Red cloth with light wear & soil, tight binding, 7 1/2 x 5 1/4 inches, 200 pp., no dj.  Inscribed on the ffep, "The very sincere regards of Henry A. Shute to Stephen A. Condrey, 'Plupy'. Exeter, N. H. Sept. 19. 1928."

With a typewritten letter from Mr. Condrey to John S. Mayfield, post date Aug. 29, 1938, with personal news & his plans to send this book to Mayfield. The envelope is pasted to the rear free endpaper, Mayfield's name sticker is on the rear pastedown. A clipping from the mailing envelope is also folded and laid in.

If you like the humor of Mark Twain and the antics of Our Gang, this book is for you.

The last copyright date in the book is 1906 but the name Reilly & Lee Co. was not used until 1919.

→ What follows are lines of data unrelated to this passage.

PR #1889, opened 2026-05-14
Adapt test suite to pygments 2.20

terjeros:
## Checklist

    ```bash
    ```

### DIFF
--- a/changelog.md
+++ b/changelog.md
@@ -4,6 +4,7 @@
 Bug Fixes
 ---------
 * Update `sqlglot` to v30.7.0 to fix has_bit_strings error.
+* Adapt test suite to pygments 2.20.0
 
 
 1.72.0 (2026/05/08)
--- a/test/pytests/test_naive_completion.py
+++ b/test/pytests/test_naive_completion.py
@@ -4,6 +4,8 @@ from prompt_toolkit.completion import Completion
 from prompt_toolkit.document import Document
 import pytest
 
+from test.utils import pygments_at_least
+
 
 @pytest.fixture
 def completer():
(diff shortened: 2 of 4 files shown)


rolandwalker:
Hi!  Thanks!  What would be the disadvantage to upgrading Pygments in `pyproject.toml`, and making the test changes unconditional?

terjeros:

Henry Augustus Shute (1856-1943), a Harvard graduate (1879) who was raised in Exeter, New Hampshire. He started writing stories based upon his childhood in Exeter with the local paper printing his weekly column. He rose to fame with The Real Diary of a Real Boy in 1902. He went on to write a total of 20 books, including Plupy the Real Boy (1911); The Youth Plupy, or the Lad with the Downy Chin (1917); and Plupy, The Wirst Yet, (1929).

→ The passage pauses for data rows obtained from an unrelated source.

PR #1893, opened 2026-05-16
Migrate state, cli_args, and output out of main.py

rolandwalker:
## Description
Create a `mycli/app_state.py`, `mycli/cli_args.py`, and `mycli/output.py`, factoring logic out of `mycli/main.py`, with no functional change.

Like other refactors, this could be seen as incomplete in various ways, but it moves us forward on reducing LOC in `main.py` (which is now a third of the size from before refactoring started).

## Checklist

    ```bash
    ```

### DIFF
--- a/mycli/output.py
+++ b/mycli/output.py
@@ -1,0 +1,291 @@
+from __future__ import annotations
+
+from datetime import datetime
+from decimal import Decimal
+from io import TextIOWrapper
+import itertools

The Real Diary of a Real Boy "was so beloved that it went into at least seventeen editions in [the author's] lifetime and at least three more after it (and so beloved that he wrote not one but several sequels to it)...in his own time he was a living legend - as lawyer, judge, musician, and especially, as author....in 1902, came the bombshell, The Real Diary of a Real Boy, the book that made Shute's reputation as a humorist and that is the one book above all by which he is remembered...The real boy himself could not be doubted. He was of course Harry Shute, aged eleven in 1867-1868 and a lively lad with lively contemporaries who got into all manner of trouble in and out of school. Plupy' escapades were legion...Every reader will have favorite passages that delight. The pleasure, it will be noted, is partly visual, for in Real Diary Shute's entries are all in Plupy's godawful phonetic spelling, a carefully crafted perversion of orthography that continues to appeal." - Freiberg, Malcolm. “‘The Real Diary of a Real Boy’, Its Author, and Its Sequels.” Proceedings of the Massachusetts Historical Society, vol. 109, 1997, pp. 37–51. JSTOR online.

The former owner, John S. Mayfield, was a rare book collector and curator of the division of manuscripts and rare books at Syracuse University.